A perda do céu noturno tem vários impactos tangíveis e culturais. Estamos perdendo uma rica tradição de conhecimento cultural humano; culturas ao redor do mundo e ao longo da história usaram o céu como trampolim para a imaginação, pintando heróis, monstros e mitos nas constelações. Hoje em dia, os moradores das cidades têm sorte quando conseguem ver até as estrelas mais brilhantes no céu, quanto mais o mais tênue esboço de uma constelação familiar.
Acredite o não, em 1994 Los Angeles foi atingida por um forte terremoto, que causou caos nas ruas e um apagão. Durante o apagão, os atendente do 911 (telefone de emergência ficaram muito ocupados atendendo pessoas assustadas porque viram uma "gigante nuvem prateada” no céu. Essa nuvem era, na verdade, a Via Láctea.
Essas tradições celestes milenares não são apenas histórias aleatórias destinadas a entreter ao redor do fogo; muitas vezes são pedras angulares de culturas e sociedades inteiras.

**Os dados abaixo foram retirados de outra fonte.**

PR #675, opened 2026-09-02
Refactor feature flags into named options and one toggle row

evertoncolling:
**Problem / User story**

Feature flags reached the `Connector` as fourteen positional booleans, which mis-wire silently the moment one is inserted in the middle, and the same fourteen `key = FEATURE_DEFAULTS.key` defaults were written out again in the datasource constructor and in the config editor. The config editor rendered each toggle by hand: fourteen copies of the id, tooltip and label-width block, in which one row (the OAuth client credentials switch) had already lost its `id`, leaving its label pointing at nothing. `masterToggleHandler` in `configEditorUtils` had no caller. The e2e "save and persist" test claimed to restore the provisioned fixture but saved its inverse (CDM on, asset-centric off), and never asserted the one legacy flag whose default is off.

**Solution**

- `Connector` takes a `ConnectorOptions` object (`oauthPassThru`, `oauthClientCredentials`, plus the feature flags by name). A `flag()` accessor coerces an unset flag to `false`, matching the old `&&`-of-optionals semantics.
- `resolveFeatureFlags(jsonData)` fills in defaults once, from the `FEATURE_DEFAULTS` key list, and both the datasource and the config editor use it. Adding a flag now reaches every consumer without touching an argument list.
- `FeatureToggleRow` renders one switch with its label, tooltip and optional badge. Feature rows look their tooltip up by flag in `FEATURE_TOOLTIPS` (typed `Record<FeatureKey, string>`, so a flag without an explanation is a compile error); the two OAuth rows pass their own tooltip and label width. That restores the missing `id` structurally.
- `isLegacyDataModelFeaturesEnabled()` is exposed on its own: asset-centric variable queries hit `/assets/list`, which no sub-flag covers, so the master switch is the only meaningful gate for them. Consumed by the variable editor in a later PR.
- Dead code removed: `masterToggleHandler` and its tests, and the never-read `featureFlags` map on `CogniteDataSourceOptions`.
- e2e: the persistence test restores the fixture (asset-centric on) instead of turning both masters on in sequence, the mutual exclusion of the masters gets its own non-saving test, and re-enabling the legacy master asserts `enableEventsAdvancedFiltering` stays off.

**Affected Resource types**

None at runtime. Datasource settings UI (Connection and Features tabs) is rebuilt on the shared row but renders the same controls with the same ids. Three small settings-UI changes go beyond a pure refactor:

- Re-enabling either master now restores its sub-flags to their `FEATURE_DEFAULTS` values. The CDM master previously forced every sub-flag on; since every CDM sub-flag defaults on, the result is the same today.
- Tooltips say "GraphQL tab" where they said "Data Models tab" before. The query editor tab is labelled GraphQL, so the old copy was stale.
- Feature toggle labels are two units wider (16, was 14) so the longest labels fit beside their tooltip icon on one line. Connection tab labels keep 14.

None. The `jsonData` keys and their defaults are unchanged; only how they are read is different.

No — not applicable.

**Have tests been updated?**

Yes. `connector.featureFlags.test.ts` is rewritten as a table over every CDM and legacy feature × all four master/flag combinations (broader than before, at a fifth of the length), with cases for the standalone legacy master and for omitted flags reading as `false`. New `featureDefaults.test.ts` covers `resolveFeatureFlags`. `test_utils` derives its all-on connector from the flag list. e2e `featureFlags.spec.ts` as above. `configEditor.spec.ts` now locates the OAuth client credentials switch by its id and toggles it with `dispatchEvent` (a `switch` role only exists on Grafana 12+): once the switch carries the id its label points at, `getByLabel` matches two elements (the checkbox and the switch's inner label), which strict mode rejects. Verified locally against Grafana 13.2: config editor and feature flag specs green.

**Screenshots and examples**

N/A.

### DIFF
--- a/src/__tests__/featureDefaults.test.ts
+++ b/src/__tests__/featureDefaults.test.ts
@@ -1,0 +1,18 @@
+import { FEATURE_DEFAULTS, resolveFeatureFlags } from '../featureDefaults';
+
+describe('resolveFeatureFlags', () => {
+  it('fills in every flag a datasource leaves unset', () => {
+    expect(resolveFeatureFlags({})).toEqual(FEATURE_DEFAULTS);
+    expect(resolveFeatureFlags()).toEqual(FEATURE_DEFAULTS);
+  });
+
+  it('keeps a flag that is set, including one set off', () => {
+    const flags = resolveFeatureFlags({
+      enableCoreDataModelFeatures: false,
+      enableEventsAdvancedFiltering: true,
+    });
+    expect(flags.enableCoreDataModelFeatures).toBe(false);
+    expect(flags.enableEventsAdvancedFiltering).toBe(true);
+    expect(flags.enableLegacyDataModelFeatures).toBe(FEATURE_DEFAULTS.enableLegacyDataModelFeatures);
+  });
+});
--- a/src/__tests__/featureDefaults.test.ts
+++ b/src/__tests__/featureDefaults.test.ts
@@ -6,6 +6,11 @@ describe('resolveFeatureFlags', () => {
     expect(resolveFeatureFlags()).toEqual(FEATURE_DEFAULTS);
   });
 
+  it('treats an explicit undefined like an unset flag', () => {
+    const flags = resolveFeatureFlags({ enableCogniteTimeSeries: undefined });
+    expect(flags.enableCogniteTimeSeries).toBe(FEATURE_DEFAULTS.enableCogniteTimeSeries);
+  });
+
   it('keeps a flag that is set, including one set off', () => {
     const flags = resolveFeatureFlags({
       enableCoreDataModelFeatures: false,
--- a/src/components/FeatureToggleRow.tsx
+++ b/src/components/FeatureToggleRow.tsx
@@ -1,0 +1,55 @@
+import React, { ChangeEvent } from "react";
+import { InlineFieldRow, InlineFormLabel, InlineSwitch } from "@grafana/ui";
+import { FeatureKey } from "../featureDefaults";
+import { FEATURE_TOOLTIPS } from "./featureTooltips";
+
+/** Shared by every toggle so the switches stay in one column. */
+const FEATURE_LABEL_WIDTH = 16;
+
+type FeatureToggleRowProps = {
+  /** Doubles as the DOM id; the e2e specs locate switches by it. */
+  id: string;
+  label: string;
+  value: boolean;
+  onChange: (event: ChangeEvent<HTMLInputElement>) => void;
+  labelWidth?: number;
+  /** Rendered after the label, e.g. a Beta chip. */
+  badge?: React.ReactNode;
+} & (
+  /** A feature flag, explained by its entry in FEATURE_TOOLTIPS. */
+  | { feature: FeatureKey; tooltip?: undefined }
+  /** Any other switch, e.g. an authentication option, with its own explanation. */
+  | { feature?: undefined; tooltip: string }
+);
+
+/** One switch with its label, explanation and optional chip. */
+export const FeatureToggleRow = ({
+  id,
+  feature,
+  tooltip,
+  label,
+  value,
+  onChange,
+  labelWidth = FEATURE_LABEL_WIDTH,
+  badge,
+}: FeatureToggleRowProps) => (
+  <InlineFieldRow style={{ marginBottom: "4px" }}>
+    <InlineFormLabel
+      htmlFor={id}
+      tooltip={tooltip ?? FEATURE_TOOLTIPS[feature]}
+      width={labelWidth}
+    >
+      {badge ? (
+        <span
+          style={{ display: "flex", alignItems: "center", gap: "6px" }}
+        >
+          {label}
+          {badge}
+        </span>
+      ) : (
+        label
+      )}
+    </InlineFormLabel>
+    <InlineSwitch id={id} label={label} value={value} onChange={onChange} />
+  </InlineFieldRow>
+);
--- a/src/components/FeatureToggleRow.tsx
+++ b/src/components/FeatureToggleRow.tsx
@@ -3,7 +3,11 @@ import { InlineFieldRow, InlineFormLabel, InlineSwitch } from "@grafana/ui";
 import { FeatureKey } from "../featureDefaults";
 import { FEATURE_TOOLTIPS } from "./featureTooltips";
 
-/** Shared by every toggle so the switches stay in one column. */
+/**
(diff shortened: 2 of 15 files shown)


src/components/configEditor.tsx
```diff
@@ -172,11 +138,7 @@ export function ConfigEditor(props: ConfigEditorProps) {
       [masterKey]: isEnabled,
     };
     dependentKeys.forEach((key) => {
-      patch[key] = isEnabled
-        ? (masterKey === "enableCoreDataModelFeatures"
-          ? true
-          : FEATURE_DEFAULTS[key])
-        : false;
+      patch[key] = isEnabled ? FEATURE_DEFAULTS[key] : false;
```
muradsater, line 144: CDM master toggle now uses `FEATURE_DEFAULTS[key]` instead of hardcoding `true` for sub-flags when enabling. With current defaults this is equivalent, but worth calling out explicitly in the PR description (it currently says "no behaviour change"). If a CDM sub-flag default ever becomes `false`, re-enabling the master would no longer force it on — which seems like the right behavior, just a subtle unification.

src/components/featureTooltips.ts
```diff
@@ -0,0 +1,39 @@
...
+    `Master toggle for Core Data Model (CDM) features. When disabled, all CDM features will be hidden. Enabling this will disable asset-centric features.`,
+  enableLegacyDataModelFeatures:
+    `Master toggle for asset-centric (legacy) features. When disabled, all asset-centric features will be hidden. Enabling this will disable CDM features.`,
+
+  enableCogniteTimeSeries:
+    `Enable the Time Series tab to browse and select time series instances from the Core Data Model (CogniteTimeSeries type).`,
+  enableCogniteActivities:
+    `Enable the Activities tab to query CogniteActivity instances from the Core Data Model.`,
+  enableFlexibleDataModelling:
+    `Enable the GraphQL tab to query custom data models in CDF using GraphQL. Supports listing, searching, and aggregating data model instances.`,
```
muradsater, line 20: User-visible copy change: tooltips now say "GraphQL tab" where they previously said "Data Models tab" (`enableFlexibleDataModelling`, `enableRelationships`). Likely intentional (UI label is already "GraphQL"), but flagging since this isn't a pure refactor — confirm with product/content if needed.

src/components/FeatureToggleRow.tsx
```diff
@@ -0,0 +1,55 @@
+import React, { ChangeEvent } from "react";
+import { InlineFieldRow, InlineFormLabel, InlineSwitch } from "@grafana/ui";
+import { FeatureKey } from "../featureDefaults";
+import { FEATURE_TOOLTIPS } from "./featureTooltips";
+
+/** Shared by every toggle so the switches stay in one column. */
+const FEATURE_LABEL_WIDTH = 16;
```
muradsater, line 11: Minor UI tweak: feature toggle label width went from 14 to 16 (connection-tab toggles still use 14). Fine if intentional; wasn't mentioned in the PR description.

src/connector.ts
```diff
@@ -154,53 +152,72 @@ export class Connector {
...
+    return this.flag("enableCoreDataModelFeatures") &&
+      this.flag("enableFlexibleDataModelling");
   }
 
   // Legacy data model features
+  /**
+   * The master switch on its own. Asset-centric variable queries hit /assets/list,
+   * which no sub-flag covers, so the master is the only meaningful gate for them.
+   */
+  isLegacyDataModelFeaturesEnabled() {
```
muradsater, line 183: `isLegacyDataModelFeaturesEnabled()` is added without a symmetric `isCoreDataModelFeaturesEnabled()`. The PR description explains why (asset variable queries). Consider a one-line comment here that CDM has no equivalent standalone gate, so future readers don't add a symmetric accessor by mistake.

src/__tests__/featureDefaults.test.ts
```diff
@@ -0,0 +1,18 @@
+import { FEATURE_DEFAULTS, resolveFeatureFlags } from '../featureDefaults';
```
muradsater, line 1: Optional: add a case for `resolveFeatureFlags({ enableCogniteTimeSeries: undefined })` to document that explicit `undefined` falls through to the default (same as omitted).

muradsater (approved):
## Summary

Solid refactor: fixes real issues (positional boolean args, duplicated defaults, missing OAuth switch `id`, broken e2e teardown), cuts ~600 lines, and broadens test coverage. No change to the datasource `jsonData` schema — existing dashboards and saved datasource configs should remain compatible.

**Verdict: Approve with minor notes below.**

### Highlights
- `ConnectorOptions` + `flag()` removes silent mis-wiring risk as the flag list grows.
- `resolveFeatureFlags()` is a single source of truth for defaults in both datasource and config editor.
- Exhaustive `FEATURE_TOOLTIPS: Record<FeatureKey, string>` catches missing tooltips at compile time.
- Table-driven `connector.featureFlags.test.ts` and fixed e2e teardown are meaningful improvements.
- CI green across Grafana 10–13.

muradsater (approved):

src/components/configEditor.tsx
evertoncolling: Both masters now follow one rule: re-enabling restores sub-flags to their defaults. Same result today since every CDM sub-flag defaults on. Added a comment at the call site in a713c1fc5dbba6fc8e2c6bcdec5b5592318f6f1c and noted it in the description.

src/components/featureTooltips.ts
evertoncolling: The query editor tab is labelled "GraphQL", so "Data Models tab" was stale. Fixed the last remaining reference in featureDefaults.ts in a7e7b6a97bd9abb2fa3fad0bba5dbeb335911654 and called it out in the description.

src/components/FeatureToggleRow.tsx
evertoncolling: Documented on the constant in 8c1ad1c15e8456a635e66daaa68477625de8a867 and in the description.

src/connector.ts
evertoncolling: Added to the doc comment in 16201909310d4617538990a4f5e27e661f235d1f: every CDM code path is gated by a sub-flag, so there is deliberately no isCoreDataModelFeaturesEnabled().

src/__tests__/featureDefaults.test.ts
evertoncolling: Added a case for an explicit undefined in 6665cec5475485b9a878097ecf9ff0312fa6dc8b.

Todos partilhamos o mesmo céu e qualquer pessoa da mesma cultura pode identificar as mesmas constelações noite após noite. A perda desse acesso e patrimônio é uma perda de parte da nossa humanidade.
Muitas espécies animais também estão sofrendo. De que servem os sentidos adaptados à noite nas espécies noturnas se o céu noturno não é muito mais escuro do que o céu diurno? Os pesquisadores identificaram várias espécies cujos ritmos circadianos estão se alterando, tornando-as vulneráveis à predação, ou, o inverso: à incapacidade de localizar eficazmente as presas.
Dados os efeitos nocivos da poluição luminosa, dois astrônomos criaram um novo termo para ajudar a concentrar os esforços para combatê-la. O termo deles, conforme relatado em um breve artigo no banco de dados de pré-impressão arXiv e em uma carta à revista Science, é "noctalgia". Em geral, significa "luto do céu" e captura a dor coletiva que sentimos à medida que continuamos a perder o acesso ao céu noturno.
Felizmente, existe uma forma de combater a noctalgia, tal como existem formas de combater as alterações climáticas. No terreno, surgiram esforços em todo o mundo para criar reservas de céu escuro, onde as comunidades vizinhas se comprometem a não interferir com novas expansões da poluição luminosa.
Ainda assim, estas localizam-se geralmente em regiões extremamente remotas e inacessíveis do globo, pelo que outros esforços se concentraram em trabalhar com líderes comunitários e empresariais para instalar iluminação adequada à noite, tais como dispositivos que se desligam automaticamente ou apontam apenas para o solo.
Combater a poluição causada por satélites é outra questão, pois exigirá cooperação internacional e pressão sobre empresas como a SpaceX para que administrem melhor os céus que enchem de equipamento. Ainda assim, não é impossível e, esperançosamente, um dia a noctalgia será coisa do passado.